In threshold-linear networks (TLNs), a fixed point is called minimal if no proper subset of its support is also a fixed point. Curto et al (Advances in Applied Mathematics, 2024) conjectured that every stable fixed point of any TLN must be a minimal fixed point. We provide a counterexample to this conjecture: an explicit competitive TLN on 3 neurons that exhibits a stable fixed point whose support is not minimal (it contains the support of another stable fixed point). We prove that there is no competitive TLN on 2 neurons which contains a stable non-minimal fixed point, so our 3-neuron construction is the smallest such example. By expanding our base example, we show for any positive integers $i, j$ with $i < j-1$ that there exists a competitive TLN with stable fixed point supports $\tau \subsetneq \sigma$ for which $|\tau| = i$ and $|\sigma| = j$. Using a different expansion of our base example, we also show that chains of nested stable fixed points in competitive TLNs can be made arbitrarily long.

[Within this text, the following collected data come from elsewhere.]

PR #14222, opened 2018-04-11
Register new package Systems.jl v0.1.0

attobot:
Repository: [JuliaReach/Systems.jl](https://github.com/JuliaReach/Systems.jl)
Release: [v0.1.0](https://github.com/JuliaReach/Systems.jl/releases/tag/v0.1.0)
Travis: [Travis Build Status](https://travis-ci.org/JuliaReach/Systems.jl/builds/365107439)
cc: @mforets

Please make sure that:

@mforets This PR will remain open for 24 hours for feedback (which is optional). If you get feedback, please let us know if you are making changes, and we'll merge once you're done.


mforets:
The package itself doesn't require `LazySets`, but we have some unit tests which use that package (see #14191). In Travis we workaround this with

```julia
...
script:
  - julia -e 'Pkg.clone(pwd()); Pkg.build("Systems"); Pkg.clone("https://github.com/JuliaReach/LazySets.jl"); Pkg.test("Systems"; coverage=true)'
...
```

What should i do here (if i don't want to add the `LazySets` dependency)? Remove those tests? Use a `@requires` block?

dpsanders:
Use the `test/REQUIRE` file (i.e. in the `test` directory).

Is the package name rather too general? (Although supposedly this won't be an issue with Pkg3?)

mforets:
> Use the test/REQUIRE file (i.e. in the test directory).

Great, I'll try that! thanks.

> Is the package name rather too general? (Although supposedly this won't be an issue with Pkg3?)

Yep, we chose it general because we just wanted to give the bare bones to work with some mathematical systems. But there exist related packages some of them more specialized or that offer more functionality, eg. [see this list](https://juliareach.github.io/Systems.jl/latest/about.html#Related-projects-1). If `Systems.jl` is a too general name for a community package we could change it, or maybe submitting to here was not a good idea, i don't know :)

andreasnoack:
A specific name would be better.

blegat:
Would a name like SystemTypes be specific enough ? The generality in the name is kind of on purpose, it is meant to be the definition of a common interface for packages working with systems and a few types for common systems.

dpsanders:
The word "Systems" means many different things in different domains.
Without looking at the package, I have no idea what the context is from the name.

blegat:
What about "MathSystems" or "MathematicalSystems" ?

andreasnoack:
`MathematicalSystems` sounds reasonable to me. @dpsanders thoughts?

mforets:
> Use the test/REQUIRE file (i.e. in the test directory).

Done, see  #14598.

> MathematicalSystems sounds reasonable to me. @dpsanders thoughts?

Ok. If you don't disagree, i will rename the package to `MathematicalSystems.jl`.

mforets:
This PR should be closed, see now PR #14608.

PR #14234, opened 2018-04-12
Register new package Morton.jl

bjarthur:

PR #14235, opened 2018-04-12
Tag Morton.jl v0.0.1

bjarthur:
i tagged b/c travis [gave an error](https://github.com/JuliaLang/METADATA.jl/pull/14234) because i hadn't.  i don't understand why one must tag before registering because [the docs say to register, publish, tag, and publish again](https://github.com/JuliaLang/julia/blob/master/doc/src/manual/packages.md#tagging-and-publishing-your-package).


aviks:
Our tests have required tagging before publishing for a while now. maybe the docs need updating (I'd assumed that was done). In general, attobot does all of this correctly now.

PR #14238, opened 2018-04-12
Bound BinaryProvider versions on Ipopt

mlubin:
Recent changes appear to have broken the package (https://github.com/JuliaOpt/Ipopt.jl/issues/110). This should prevent further user-visible breakage until we can address the underlying issue. I picked 0.2.5 as the version of BinaryProvided that was released when we last tagged Ipopt.
@staticfloat


mlubin:
Doesn't seem to be as widespread as I feared, so I'll close this and let the discussion continue at https://github.com/JuliaOpt/Ipopt.jl/issues/110.

PR #14404, opened 2018-04-25
Tag StatsModels.jl v0.2.4

attobot:
Repository: [JuliaStats/StatsModels.jl](https://github.com/JuliaStats/StatsModels.jl)
Release: [v0.2.4](https://github.com/JuliaStats/StatsModels.jl/releases/tag/v0.2.4)
Travis: [Travis Build Status](https://travis-ci.org/JuliaStats/StatsModels.jl/builds/371205664)
Diff: [vs v0.2.3](https://github.com/JuliaStats/StatsModels.jl/compare/9bbc2a7404e75250f37f854d16233f0b0ce9bf15...dc070dc73f2de92e6c9816c3b696388307295031)
`requires` vs v0.2.3: 
```diff
--- 0.2.3/requires
+++ 0.2.4/requires
@@ -2,3 +2,4 @@
 DataFrames 0.11.5
 StatsBase 0.20.1
 Compat 0.63
+ArgCheck
```
cc: @kleinschmidt

Please make sure that:
- CI passes for supported Julia versions (if applicable).
- Version bounds reflect minimum requirements.

PR #14429, opened 2018-04-27
StatsModels/v0.2.4 (with upper bounds)

kleinschmidt:
add upper bounds to StatsModels dependents and tag v0.2.4 (supersedes #14404)


nalimilan:
Thanks! Just to be sure, have you added a dummy dependency on StatsModels to older versions of packages whose recent versions require StatsModels? That's not ideal, but if we don't do that the package manager will downgrade packages to very old versions to satisfy requirements.

PR #14522, opened 2018-05-04
Revert "Tag RecipesBase.jl v0.3.0 

KristofferC:
This reverts commit 6e4c4411dba098643787c330a999032f8127be53.

This commit doesn't exist anymore so the release is useless and causing problems on julia 0.7 where this release is "active".


KristofferC:
cc @mkborregaard

mkborregaard:
I deleted that tag in error, sorry for my mess. Could I just republish a v0.3.0 release?

KristofferC:
The tag doesn't matter, it is what is registered in METADATA that does. We either delete this one or you just tag a new v0.3.1 release and that would probably work just as well (assuming no one upper bounds to 0.3.0 but that won't happen).

PR #15489, opened 2018-07-03
Tag RequiredKeywordArguments v0.1.1

timkittel:


Keno:
Since this feature is available on 0.7, perhaps the best thing to do would be to integrate the functionality of this macro into Compat.jl's `@compat`?

timkittel:
Thanks for the hint. I opened a PR JuliaLang/Compat.jl#586 and hope everything works that way. Could you check it?

Also, do you know the time frame until this is merged into a version tagged in METADATA? I would like to use this functionality in a few projects that I am working on at the moment. If it takes a while, could one accept this package temporarily?

KristofferC:
If you just temporarily need it, you can just check out Compat master. A new version should of Compat shouldn't be far off.

timkittel:
True, I will go for that, thanks!

So I close this PR.

PR #15555, opened 2018-07-05
Add Package Optionals

simonfxr:


andreasnoack:
Are you sure that you want to register a new package just for 0.6 support? Soon nobody will care about 0.6.

simonfxr:
@andreasnoack My intension was to support 0.6 and up. I thought the line `julia 0.6` in `REQUIRE` means that at least 0.6 is needed, but does not exclude 0.7 and above. `Pkg3` is also supported via `Project.toml`. Do you have any advice for me to mark my package for 0.7?

andreasnoack:
You write that

> After dropping support for v0.6 and older, `Optional{T}` can simply be replaced with `Union{T, Missing}` (hopefully) without further changes.

so my impression was that this package was mainly useful if you want to support 0.6. My comment was that soon nobody will care much about 0.6 so it might not be worth the trouble to create a package just to support functionality across 0.6 and newer.

simonfxr:
I see. I mainly wrote that package for making upgrading some of my own code easier, since it will probably take some time before I can go 0.7/1.0 only. I thought there might be other people who might care about simultaneously supporting 0.6 and up.

andreasnoack:
No problem. I just wanted to ask such that you were aware but if you think there is a use case then it's fine to register this. Currently, there are a lot of package maintainers that drop 0.6 support to avoid spending time on supporting a version of Julia that will soon be obsolete. But if you still want this just let me know and I'll merge.

simonfxr:
Yes, please merge this PR. Its good that you make it clear to people that they should upgrade as soon as possible. I'm exited about going 1.0 only, until then I have to support a physics simulation running 0.6...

翻译：在阈值线性网络中，若一个不动点的支撑集不存在真子集同样构成不动点，则称该不动点为最小不动点。Curto等人（《应用数学进展》，2024年）曾猜想：任何阈值线性网络的所有稳定不动点都必须是最小不动点。本文通过构造一个包含3个神经元的显式竞争性阈值线性网络作为反例，该网络存在一个支撑集非最小的稳定不动点（其支撑集包含另一个稳定不动点的支撑集）。我们证明了在2个神经元的竞争性阈值线性网络中不可能存在稳定的非最小不动点，因此本文的3神经元构造是最小反例。通过扩展基础示例，我们证明对于任意满足 $i < j-1$ 的正整数 $i, j$，均存在一个竞争性阈值线性网络，其稳定不动点的支撑集满足 $\tau \subsetneq \sigma$ 且 $|\tau| = i$，$|\sigma| = j$。此外，通过对基础示例进行另一种扩展，我们进一步证明竞争性阈值线性网络中嵌套稳定不动点的链可以任意延长。